▸ **Work to complete**
What lines in the listing below hold the string "executeQuery"? Please copy them out.
==============================
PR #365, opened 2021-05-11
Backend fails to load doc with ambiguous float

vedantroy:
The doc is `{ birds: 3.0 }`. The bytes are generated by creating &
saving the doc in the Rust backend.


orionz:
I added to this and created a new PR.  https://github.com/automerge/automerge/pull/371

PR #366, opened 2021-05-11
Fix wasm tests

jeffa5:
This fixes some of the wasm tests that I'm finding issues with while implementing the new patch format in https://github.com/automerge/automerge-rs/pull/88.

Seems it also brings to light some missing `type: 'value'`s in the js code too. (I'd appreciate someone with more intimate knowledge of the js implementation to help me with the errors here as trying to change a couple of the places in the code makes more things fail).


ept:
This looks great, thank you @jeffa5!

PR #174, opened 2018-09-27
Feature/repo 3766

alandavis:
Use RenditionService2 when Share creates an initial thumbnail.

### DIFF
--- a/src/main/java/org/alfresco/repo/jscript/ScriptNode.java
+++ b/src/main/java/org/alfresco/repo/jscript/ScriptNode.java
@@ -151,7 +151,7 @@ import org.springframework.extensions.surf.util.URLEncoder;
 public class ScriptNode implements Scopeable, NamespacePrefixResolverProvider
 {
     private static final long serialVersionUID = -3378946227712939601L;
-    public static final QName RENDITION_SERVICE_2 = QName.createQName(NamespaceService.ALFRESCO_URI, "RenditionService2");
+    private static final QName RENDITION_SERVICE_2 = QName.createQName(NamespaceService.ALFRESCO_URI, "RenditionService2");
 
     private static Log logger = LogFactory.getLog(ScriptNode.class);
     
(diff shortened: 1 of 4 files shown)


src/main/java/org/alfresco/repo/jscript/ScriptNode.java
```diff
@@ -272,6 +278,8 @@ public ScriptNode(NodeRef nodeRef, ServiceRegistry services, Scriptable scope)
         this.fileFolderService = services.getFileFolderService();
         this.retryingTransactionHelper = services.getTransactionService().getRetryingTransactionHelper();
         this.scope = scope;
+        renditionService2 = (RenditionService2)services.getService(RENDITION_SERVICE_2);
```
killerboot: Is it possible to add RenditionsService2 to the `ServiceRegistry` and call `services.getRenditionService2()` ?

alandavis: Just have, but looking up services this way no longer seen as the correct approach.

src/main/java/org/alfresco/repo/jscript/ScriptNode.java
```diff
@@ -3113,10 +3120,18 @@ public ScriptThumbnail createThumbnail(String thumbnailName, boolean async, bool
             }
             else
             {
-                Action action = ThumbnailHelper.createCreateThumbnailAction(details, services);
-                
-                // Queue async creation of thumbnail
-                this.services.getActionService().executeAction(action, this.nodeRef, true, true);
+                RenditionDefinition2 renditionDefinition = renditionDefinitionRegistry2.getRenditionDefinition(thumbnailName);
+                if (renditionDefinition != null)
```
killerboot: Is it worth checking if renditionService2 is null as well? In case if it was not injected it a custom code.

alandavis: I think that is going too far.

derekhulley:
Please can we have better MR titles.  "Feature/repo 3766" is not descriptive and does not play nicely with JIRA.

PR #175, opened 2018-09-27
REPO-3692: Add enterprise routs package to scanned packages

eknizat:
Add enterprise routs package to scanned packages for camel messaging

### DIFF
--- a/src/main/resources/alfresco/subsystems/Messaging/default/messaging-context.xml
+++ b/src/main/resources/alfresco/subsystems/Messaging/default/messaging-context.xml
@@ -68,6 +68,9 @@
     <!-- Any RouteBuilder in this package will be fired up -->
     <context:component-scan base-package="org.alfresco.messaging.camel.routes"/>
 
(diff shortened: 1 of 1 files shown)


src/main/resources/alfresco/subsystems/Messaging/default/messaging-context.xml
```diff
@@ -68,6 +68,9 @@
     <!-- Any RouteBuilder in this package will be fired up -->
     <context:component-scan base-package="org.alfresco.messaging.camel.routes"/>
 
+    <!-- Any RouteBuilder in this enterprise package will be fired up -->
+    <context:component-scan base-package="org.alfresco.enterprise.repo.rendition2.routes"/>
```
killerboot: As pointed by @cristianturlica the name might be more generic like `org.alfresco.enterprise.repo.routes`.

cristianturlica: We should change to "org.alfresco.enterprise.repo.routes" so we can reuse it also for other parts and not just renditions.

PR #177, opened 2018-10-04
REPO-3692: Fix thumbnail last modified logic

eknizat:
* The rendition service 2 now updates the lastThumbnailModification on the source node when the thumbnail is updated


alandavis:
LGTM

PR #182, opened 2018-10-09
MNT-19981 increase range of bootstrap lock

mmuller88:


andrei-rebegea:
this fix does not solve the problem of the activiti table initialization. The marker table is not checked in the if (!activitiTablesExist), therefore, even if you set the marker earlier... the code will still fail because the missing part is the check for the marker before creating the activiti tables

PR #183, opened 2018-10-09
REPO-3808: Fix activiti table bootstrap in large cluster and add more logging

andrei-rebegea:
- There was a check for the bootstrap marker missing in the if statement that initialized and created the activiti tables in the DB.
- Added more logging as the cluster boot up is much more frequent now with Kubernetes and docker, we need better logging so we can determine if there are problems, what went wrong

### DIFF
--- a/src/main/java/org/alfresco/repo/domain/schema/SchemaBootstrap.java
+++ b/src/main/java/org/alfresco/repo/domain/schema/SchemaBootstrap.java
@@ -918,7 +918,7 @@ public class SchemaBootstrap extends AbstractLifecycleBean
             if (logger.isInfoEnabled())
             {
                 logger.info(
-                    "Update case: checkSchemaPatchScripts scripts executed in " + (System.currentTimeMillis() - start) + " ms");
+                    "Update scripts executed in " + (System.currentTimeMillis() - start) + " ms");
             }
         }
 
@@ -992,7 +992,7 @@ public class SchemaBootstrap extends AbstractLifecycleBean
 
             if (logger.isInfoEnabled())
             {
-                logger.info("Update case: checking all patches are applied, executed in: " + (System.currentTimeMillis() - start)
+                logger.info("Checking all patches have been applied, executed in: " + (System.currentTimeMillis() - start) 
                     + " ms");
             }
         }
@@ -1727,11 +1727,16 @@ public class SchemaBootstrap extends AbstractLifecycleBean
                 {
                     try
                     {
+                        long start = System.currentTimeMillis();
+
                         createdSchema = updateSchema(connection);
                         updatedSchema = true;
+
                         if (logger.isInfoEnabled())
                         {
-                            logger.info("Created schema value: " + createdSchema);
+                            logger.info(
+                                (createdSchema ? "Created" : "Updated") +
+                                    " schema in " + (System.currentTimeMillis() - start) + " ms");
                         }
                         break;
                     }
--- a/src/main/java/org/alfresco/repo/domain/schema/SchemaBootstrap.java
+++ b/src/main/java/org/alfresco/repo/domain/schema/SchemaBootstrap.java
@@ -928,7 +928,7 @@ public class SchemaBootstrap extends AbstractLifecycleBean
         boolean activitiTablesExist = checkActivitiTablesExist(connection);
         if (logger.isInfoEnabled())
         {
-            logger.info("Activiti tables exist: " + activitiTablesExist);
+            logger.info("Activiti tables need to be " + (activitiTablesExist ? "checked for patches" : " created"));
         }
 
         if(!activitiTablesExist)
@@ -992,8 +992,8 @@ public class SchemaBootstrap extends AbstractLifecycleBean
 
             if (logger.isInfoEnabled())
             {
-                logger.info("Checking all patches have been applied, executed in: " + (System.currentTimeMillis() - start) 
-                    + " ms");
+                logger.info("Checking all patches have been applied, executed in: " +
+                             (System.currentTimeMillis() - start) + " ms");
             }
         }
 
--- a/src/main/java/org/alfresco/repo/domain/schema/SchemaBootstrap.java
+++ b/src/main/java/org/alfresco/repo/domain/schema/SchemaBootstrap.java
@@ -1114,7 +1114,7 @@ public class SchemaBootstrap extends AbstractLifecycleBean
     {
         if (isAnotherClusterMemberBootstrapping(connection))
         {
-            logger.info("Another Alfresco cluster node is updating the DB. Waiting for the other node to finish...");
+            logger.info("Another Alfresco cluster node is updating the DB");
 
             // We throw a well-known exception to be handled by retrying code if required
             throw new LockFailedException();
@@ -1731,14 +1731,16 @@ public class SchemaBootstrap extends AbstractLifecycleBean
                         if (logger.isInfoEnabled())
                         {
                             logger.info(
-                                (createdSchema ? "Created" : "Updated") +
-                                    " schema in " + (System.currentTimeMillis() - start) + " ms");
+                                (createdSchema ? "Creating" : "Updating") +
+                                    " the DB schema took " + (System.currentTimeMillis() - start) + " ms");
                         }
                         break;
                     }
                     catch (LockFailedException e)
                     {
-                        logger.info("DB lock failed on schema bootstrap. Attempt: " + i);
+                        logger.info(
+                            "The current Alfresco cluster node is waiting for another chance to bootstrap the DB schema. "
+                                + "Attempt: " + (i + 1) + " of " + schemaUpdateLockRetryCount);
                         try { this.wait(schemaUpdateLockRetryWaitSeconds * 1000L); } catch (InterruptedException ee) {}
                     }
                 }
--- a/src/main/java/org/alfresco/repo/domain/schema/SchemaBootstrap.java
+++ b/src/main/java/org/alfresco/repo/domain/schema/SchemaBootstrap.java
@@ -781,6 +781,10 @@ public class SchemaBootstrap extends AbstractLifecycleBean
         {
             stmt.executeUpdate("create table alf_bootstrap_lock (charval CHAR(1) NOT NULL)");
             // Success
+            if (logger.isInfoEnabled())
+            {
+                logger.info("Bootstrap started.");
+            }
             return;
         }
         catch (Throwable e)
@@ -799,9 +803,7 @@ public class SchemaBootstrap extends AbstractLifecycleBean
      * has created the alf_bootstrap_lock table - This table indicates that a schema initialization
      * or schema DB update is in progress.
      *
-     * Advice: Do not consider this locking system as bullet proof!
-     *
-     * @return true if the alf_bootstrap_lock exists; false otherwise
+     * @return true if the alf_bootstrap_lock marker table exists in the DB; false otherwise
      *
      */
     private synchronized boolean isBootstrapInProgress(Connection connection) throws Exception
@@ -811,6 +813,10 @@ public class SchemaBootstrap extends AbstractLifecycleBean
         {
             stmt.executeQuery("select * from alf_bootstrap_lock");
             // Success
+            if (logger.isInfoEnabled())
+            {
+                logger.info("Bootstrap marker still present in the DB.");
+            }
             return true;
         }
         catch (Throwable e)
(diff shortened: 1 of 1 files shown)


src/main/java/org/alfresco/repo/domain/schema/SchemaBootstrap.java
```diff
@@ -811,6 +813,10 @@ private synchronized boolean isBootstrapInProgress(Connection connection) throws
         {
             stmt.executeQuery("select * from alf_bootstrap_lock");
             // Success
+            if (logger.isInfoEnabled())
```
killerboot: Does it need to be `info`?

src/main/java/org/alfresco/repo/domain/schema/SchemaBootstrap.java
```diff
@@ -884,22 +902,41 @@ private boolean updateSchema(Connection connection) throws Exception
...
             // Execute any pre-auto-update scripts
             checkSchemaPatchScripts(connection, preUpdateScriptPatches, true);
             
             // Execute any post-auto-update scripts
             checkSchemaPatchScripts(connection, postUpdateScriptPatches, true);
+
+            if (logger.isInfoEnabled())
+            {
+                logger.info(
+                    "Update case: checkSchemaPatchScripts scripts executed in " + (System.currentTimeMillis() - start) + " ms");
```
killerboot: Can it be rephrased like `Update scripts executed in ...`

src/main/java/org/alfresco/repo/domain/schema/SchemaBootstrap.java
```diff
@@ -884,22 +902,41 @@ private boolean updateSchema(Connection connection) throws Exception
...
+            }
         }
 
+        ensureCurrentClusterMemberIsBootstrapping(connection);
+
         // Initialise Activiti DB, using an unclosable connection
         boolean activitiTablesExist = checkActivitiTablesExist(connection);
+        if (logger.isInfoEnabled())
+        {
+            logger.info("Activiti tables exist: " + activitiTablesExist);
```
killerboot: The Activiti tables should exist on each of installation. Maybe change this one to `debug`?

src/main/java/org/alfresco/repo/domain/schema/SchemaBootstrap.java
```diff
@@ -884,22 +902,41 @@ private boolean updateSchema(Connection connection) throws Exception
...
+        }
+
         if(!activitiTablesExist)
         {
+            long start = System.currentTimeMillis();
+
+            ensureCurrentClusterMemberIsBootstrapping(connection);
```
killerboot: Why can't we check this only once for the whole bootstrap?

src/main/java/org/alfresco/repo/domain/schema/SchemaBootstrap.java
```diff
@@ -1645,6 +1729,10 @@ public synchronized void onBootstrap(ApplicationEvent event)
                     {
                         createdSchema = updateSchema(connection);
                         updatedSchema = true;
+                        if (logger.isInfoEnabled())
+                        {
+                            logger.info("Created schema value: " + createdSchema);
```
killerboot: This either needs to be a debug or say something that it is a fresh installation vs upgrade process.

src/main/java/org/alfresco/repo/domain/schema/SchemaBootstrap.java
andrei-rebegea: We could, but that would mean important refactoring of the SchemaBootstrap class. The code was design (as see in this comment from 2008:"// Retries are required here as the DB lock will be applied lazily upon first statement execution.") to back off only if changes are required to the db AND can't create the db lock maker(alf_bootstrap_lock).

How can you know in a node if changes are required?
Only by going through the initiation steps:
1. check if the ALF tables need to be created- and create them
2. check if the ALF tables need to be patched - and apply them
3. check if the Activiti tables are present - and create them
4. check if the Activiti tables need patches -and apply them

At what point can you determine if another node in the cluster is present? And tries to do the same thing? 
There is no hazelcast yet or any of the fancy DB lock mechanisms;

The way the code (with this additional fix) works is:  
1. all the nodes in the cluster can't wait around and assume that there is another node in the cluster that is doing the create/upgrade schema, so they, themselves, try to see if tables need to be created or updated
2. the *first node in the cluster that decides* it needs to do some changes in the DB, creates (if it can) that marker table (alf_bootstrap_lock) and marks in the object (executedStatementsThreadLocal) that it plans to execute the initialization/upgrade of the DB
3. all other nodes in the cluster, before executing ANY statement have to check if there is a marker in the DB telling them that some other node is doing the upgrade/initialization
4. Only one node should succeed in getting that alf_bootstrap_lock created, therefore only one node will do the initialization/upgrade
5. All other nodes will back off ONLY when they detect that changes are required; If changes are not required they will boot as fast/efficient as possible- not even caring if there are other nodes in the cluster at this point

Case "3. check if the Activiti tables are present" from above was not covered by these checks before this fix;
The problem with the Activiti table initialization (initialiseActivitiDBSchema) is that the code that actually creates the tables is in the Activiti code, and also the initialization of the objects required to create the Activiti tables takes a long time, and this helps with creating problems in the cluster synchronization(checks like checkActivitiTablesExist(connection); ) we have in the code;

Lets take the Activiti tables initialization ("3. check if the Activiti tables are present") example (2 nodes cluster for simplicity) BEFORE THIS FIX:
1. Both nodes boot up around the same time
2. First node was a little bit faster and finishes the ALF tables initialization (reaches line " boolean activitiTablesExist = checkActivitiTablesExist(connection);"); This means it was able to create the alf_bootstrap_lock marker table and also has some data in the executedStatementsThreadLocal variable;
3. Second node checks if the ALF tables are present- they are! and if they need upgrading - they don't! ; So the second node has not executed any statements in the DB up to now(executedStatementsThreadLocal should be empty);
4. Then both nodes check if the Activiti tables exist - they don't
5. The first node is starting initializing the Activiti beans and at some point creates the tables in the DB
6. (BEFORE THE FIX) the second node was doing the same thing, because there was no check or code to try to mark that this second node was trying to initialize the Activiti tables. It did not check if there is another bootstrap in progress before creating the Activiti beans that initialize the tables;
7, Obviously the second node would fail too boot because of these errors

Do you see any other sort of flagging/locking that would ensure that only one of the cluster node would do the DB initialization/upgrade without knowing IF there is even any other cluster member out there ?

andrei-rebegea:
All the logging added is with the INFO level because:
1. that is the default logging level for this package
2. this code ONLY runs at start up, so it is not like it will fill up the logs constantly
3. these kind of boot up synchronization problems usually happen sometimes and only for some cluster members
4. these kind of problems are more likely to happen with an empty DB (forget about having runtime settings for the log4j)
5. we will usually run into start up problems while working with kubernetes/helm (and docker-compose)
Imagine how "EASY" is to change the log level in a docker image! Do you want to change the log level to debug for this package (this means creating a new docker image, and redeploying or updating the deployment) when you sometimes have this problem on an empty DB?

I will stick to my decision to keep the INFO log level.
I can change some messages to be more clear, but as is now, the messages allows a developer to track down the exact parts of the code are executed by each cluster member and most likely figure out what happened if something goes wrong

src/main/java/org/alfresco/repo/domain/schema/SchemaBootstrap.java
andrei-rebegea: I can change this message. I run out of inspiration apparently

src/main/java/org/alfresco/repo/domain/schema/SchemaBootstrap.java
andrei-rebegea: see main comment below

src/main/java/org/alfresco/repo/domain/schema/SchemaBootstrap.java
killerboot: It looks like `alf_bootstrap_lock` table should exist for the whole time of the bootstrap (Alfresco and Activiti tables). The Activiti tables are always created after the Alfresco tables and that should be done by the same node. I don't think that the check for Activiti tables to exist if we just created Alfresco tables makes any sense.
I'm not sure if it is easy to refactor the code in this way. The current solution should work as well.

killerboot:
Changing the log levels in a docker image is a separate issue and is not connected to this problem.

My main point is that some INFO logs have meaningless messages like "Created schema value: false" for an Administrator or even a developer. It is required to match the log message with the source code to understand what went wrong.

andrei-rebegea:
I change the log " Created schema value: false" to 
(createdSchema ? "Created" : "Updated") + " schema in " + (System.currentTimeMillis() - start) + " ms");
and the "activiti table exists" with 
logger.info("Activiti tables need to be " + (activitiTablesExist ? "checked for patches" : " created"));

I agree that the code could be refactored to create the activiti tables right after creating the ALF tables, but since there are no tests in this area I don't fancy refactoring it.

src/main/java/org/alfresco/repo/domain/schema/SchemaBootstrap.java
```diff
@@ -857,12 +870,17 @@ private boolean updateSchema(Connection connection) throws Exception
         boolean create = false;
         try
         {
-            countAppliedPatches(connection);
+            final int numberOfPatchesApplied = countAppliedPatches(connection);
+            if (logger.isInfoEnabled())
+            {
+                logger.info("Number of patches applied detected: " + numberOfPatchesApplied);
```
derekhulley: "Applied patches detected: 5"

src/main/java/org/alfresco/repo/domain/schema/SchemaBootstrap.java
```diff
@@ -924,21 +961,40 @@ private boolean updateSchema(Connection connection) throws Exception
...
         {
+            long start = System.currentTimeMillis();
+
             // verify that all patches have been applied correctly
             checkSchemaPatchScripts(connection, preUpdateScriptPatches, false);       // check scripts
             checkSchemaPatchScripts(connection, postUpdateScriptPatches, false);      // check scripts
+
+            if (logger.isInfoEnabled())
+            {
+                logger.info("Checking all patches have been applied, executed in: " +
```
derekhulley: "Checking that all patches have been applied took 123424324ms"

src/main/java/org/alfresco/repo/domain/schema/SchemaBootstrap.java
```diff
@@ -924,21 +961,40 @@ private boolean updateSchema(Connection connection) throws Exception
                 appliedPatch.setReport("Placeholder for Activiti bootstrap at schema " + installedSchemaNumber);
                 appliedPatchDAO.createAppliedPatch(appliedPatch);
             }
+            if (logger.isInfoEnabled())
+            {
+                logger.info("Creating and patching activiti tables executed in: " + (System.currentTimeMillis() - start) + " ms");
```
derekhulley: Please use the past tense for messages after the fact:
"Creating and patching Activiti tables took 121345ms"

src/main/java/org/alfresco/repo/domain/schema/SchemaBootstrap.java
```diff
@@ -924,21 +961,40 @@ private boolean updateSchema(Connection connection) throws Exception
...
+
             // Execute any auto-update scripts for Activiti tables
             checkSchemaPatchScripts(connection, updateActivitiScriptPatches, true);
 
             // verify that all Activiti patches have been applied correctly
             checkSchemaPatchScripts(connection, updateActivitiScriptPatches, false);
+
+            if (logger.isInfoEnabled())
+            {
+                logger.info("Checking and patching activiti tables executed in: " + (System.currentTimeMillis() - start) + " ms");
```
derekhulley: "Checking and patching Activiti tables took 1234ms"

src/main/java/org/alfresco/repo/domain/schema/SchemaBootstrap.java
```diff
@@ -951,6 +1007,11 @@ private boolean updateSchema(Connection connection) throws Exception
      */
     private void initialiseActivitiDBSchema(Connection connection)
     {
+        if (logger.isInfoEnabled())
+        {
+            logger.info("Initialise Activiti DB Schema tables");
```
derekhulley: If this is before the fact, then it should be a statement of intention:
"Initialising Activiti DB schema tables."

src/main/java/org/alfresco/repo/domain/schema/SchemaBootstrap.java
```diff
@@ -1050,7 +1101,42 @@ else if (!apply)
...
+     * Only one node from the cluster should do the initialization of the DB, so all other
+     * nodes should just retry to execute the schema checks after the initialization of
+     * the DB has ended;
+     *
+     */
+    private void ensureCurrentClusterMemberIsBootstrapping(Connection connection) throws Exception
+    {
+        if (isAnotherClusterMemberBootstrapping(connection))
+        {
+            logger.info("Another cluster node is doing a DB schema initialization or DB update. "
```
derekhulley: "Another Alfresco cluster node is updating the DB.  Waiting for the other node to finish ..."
==============================
▸ **Answer space**
             stmt.executeQuery("select * from alf_bootstrap_lock");
             stmt.executeQuery("select * from alf_bootstrap_lock");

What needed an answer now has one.